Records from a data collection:
--- --- ---

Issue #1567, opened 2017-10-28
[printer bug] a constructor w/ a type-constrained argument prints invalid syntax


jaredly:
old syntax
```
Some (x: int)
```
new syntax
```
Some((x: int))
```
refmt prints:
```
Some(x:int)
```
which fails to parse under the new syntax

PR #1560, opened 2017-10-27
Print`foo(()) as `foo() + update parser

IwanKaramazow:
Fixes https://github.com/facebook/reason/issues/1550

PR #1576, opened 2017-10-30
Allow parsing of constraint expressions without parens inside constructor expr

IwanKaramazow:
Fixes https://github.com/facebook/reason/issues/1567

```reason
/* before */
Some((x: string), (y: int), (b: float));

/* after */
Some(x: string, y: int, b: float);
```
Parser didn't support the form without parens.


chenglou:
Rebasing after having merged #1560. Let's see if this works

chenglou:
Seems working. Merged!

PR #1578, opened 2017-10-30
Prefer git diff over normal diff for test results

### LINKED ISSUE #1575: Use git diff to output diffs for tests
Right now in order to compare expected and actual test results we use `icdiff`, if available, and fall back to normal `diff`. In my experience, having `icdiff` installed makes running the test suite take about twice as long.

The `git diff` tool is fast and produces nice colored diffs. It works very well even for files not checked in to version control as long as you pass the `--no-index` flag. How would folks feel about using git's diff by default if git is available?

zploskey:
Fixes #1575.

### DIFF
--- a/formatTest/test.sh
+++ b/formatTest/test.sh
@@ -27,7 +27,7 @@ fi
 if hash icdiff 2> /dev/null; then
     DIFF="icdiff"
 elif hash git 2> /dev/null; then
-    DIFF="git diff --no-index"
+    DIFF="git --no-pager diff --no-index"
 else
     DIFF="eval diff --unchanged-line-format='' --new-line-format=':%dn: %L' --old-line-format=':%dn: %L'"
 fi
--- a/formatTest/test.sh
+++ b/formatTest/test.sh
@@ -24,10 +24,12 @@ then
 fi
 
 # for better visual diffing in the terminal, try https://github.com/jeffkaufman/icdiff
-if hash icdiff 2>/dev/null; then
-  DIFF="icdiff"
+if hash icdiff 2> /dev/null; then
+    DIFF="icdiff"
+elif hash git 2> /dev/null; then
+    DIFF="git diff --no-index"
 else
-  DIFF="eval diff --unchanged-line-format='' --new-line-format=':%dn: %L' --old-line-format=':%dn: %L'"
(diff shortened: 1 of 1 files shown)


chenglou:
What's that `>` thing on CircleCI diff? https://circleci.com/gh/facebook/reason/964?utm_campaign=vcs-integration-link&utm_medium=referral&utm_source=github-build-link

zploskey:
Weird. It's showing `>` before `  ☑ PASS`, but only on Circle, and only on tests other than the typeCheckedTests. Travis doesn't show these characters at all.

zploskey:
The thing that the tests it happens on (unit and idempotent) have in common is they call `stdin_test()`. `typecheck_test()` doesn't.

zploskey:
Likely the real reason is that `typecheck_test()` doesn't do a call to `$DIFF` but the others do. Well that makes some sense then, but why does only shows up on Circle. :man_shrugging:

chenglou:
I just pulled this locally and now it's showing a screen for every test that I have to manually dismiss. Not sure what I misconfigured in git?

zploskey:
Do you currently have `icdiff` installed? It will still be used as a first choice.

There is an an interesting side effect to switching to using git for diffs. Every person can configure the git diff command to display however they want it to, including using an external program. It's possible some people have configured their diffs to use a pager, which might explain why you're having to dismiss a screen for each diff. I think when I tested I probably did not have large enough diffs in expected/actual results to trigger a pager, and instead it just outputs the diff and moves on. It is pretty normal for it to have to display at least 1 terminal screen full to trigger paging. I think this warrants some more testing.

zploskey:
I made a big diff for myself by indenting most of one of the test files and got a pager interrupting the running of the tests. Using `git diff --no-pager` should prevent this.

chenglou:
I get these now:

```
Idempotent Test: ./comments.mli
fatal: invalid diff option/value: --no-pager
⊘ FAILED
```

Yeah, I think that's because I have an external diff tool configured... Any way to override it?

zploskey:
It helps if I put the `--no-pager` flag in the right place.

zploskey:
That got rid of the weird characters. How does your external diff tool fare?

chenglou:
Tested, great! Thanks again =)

--- --- ---

*The problem*: Taking the records from the top, repeat each line exactly until you have repeated the line that contains "PR #1578, opened 2017-10-30".

*Response to the exercise*:
Issue #1567, opened 2017-10-28
[printer bug] a constructor w/ a type-constrained argument prints invalid syntax


jaredly:
old syntax
```
Some (x: int)
```
new syntax
```
Some((x: int))
```
refmt prints:
```
Some(x:int)
```
which fails to parse under the new syntax

PR #1560, opened 2017-10-27
Print`foo(()) as `foo() + update parser

IwanKaramazow:
Fixes https://github.com/facebook/reason/issues/1550

PR #1576, opened 2017-10-30
Allow parsing of constraint expressions without parens inside constructor expr

IwanKaramazow:
Fixes https://github.com/facebook/reason/issues/1567

```reason
/* before */
Some((x: string), (y: int), (b: float));

/* after */
Some(x: string, y: int, b: float);
```
Parser didn't support the form without parens.


chenglou:
Rebasing after having merged #1560. Let's see if this works

chenglou:
Seems working. Merged!

PR #1578, opened 2017-10-30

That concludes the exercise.